**WHAT THIS TASK INVOLVES**
List all lines of the data containing the word "selection".

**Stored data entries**
------

PR #2967, opened 2017-10-23
Fix ANSI inverse

mgeier:
The "inverse" escape sequence was implemented in #2186, but not by actually inverting foreground and background.

@tonycpsu Since you created the original "inverse" implementation, can you please check if that's OK for you?

### DIFF
--- a/notebook/static/base/js/utils.js
+++ b/notebook/static/base/js/utils.js
@@ -380,6 +380,12 @@ define([
                     case 22:
                         bold = false;
                         break;
+                    case 24:
+                        underline = false;
+                        break;
+                    case 27:
+                        inverse = false;
+                        break;
                     case 30:
                     case 31:
                     case 32:
--- a/notebook/static/base/js/utils.js
+++ b/notebook/static/base/js/utils.js
@@ -247,8 +247,6 @@ define([
                 fg += 8;  // Bold text uses "intense" colors
             }
             if (inverse) {
-                if (fg.length === 0) { fg = [0, 0, 0]; }
-                if (bg.length === 0) { bg = [255, 255, 255]; }
                 [fg, bg] = [bg, fg];
             }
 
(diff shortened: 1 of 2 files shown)


tonycpsu:
That looks like a very elegant way to "fake" inverse support with CSS!

However, one problem I'm seeing in my output is that it appears to be assuming that the background color (which becomes the foreground of the inverse) is white when it may not be.  Example:

here

I suspect there's no reliable way to deal with that given the need to precompute styles ahead of time and not knowing what the background will be...  But if there must be a default, I would think black foreground would be the most sensible, since the ANSI stuff tends to be used for terminal output, and terminals have traditionally used black as the default background.

mgeier:
@tonycpsu Thanks for checking this out!

It indeed assumes that the default text color is black and the background is white.
I chose this because that's how I thought it is typically used in the Jupyter notebook, which has a white background.
Where is your example screenshot from?

If I'm supposed to make this customizable, I could try to define two new CSS classes like `ansi-default-fg` and `ansi-default-bg` (or probably somebody can come up with better names?) and use those for "inverse" where foreground or background are not defined.
Those CSS classes could then be overwritten whenever white background is not appropriate.

tonycpsu:
>  Where is your example screenshot from?

It's from a notebook (console output from [cdiff](https://pypi.python.org/pypi/cdiff) but I use ```custom.css``` to make the output look more like an "old school" console.

Relevant ```custom.css``` in my case:

```css
.output {
    font-family: Menlo,Consolas,Lucida Console,monospace;
    font-size: 9pt;
}

div.output_area pre {
    font-family: Menlo;
    background: #202020;
    color: #37f14a;
}

div.output_area pre::selection {
    color: #202020;
    background: #37f14a;
}
div.output_area pre::-moz-selection {
    color: #202020;
    background: #37f14a;
}
```

I like your idea of new classes for the default fg/bg that I could just override in ```custom.css```.

mgeier:
@tonycpsu I've added a commit with 2 new overridable CSS classes: ab7b19dd9910f15610f7cc0fd93ee36dc1bf7886

By default this still assumes a white background, but you can override `ansi-default-inverse-fg` and `ansi-default-inverse-bg` in your `custom.css`.

Does this work for you?

tonycpsu:
Looks perfect!  Thanks so much for doing this!

gnestor:
@mgeier Is this ready to merge?

mgeier:
@gnestor Thanks for the review!

Yes, I think this is ready. I've rebased this PR in order to get rid of the AppVeyor error.

The only remaining question is if you are OK with adding two additional CSS classes and if the names `ansi-default-inverse-fg` and `ansi-default-inverse-bg` are OK.

gnestor:
Yes and yes. Thanks @mgeier!!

------

**ANSWER BOX**
div.output_area pre::selection {
div.output_area pre::-moz-selection {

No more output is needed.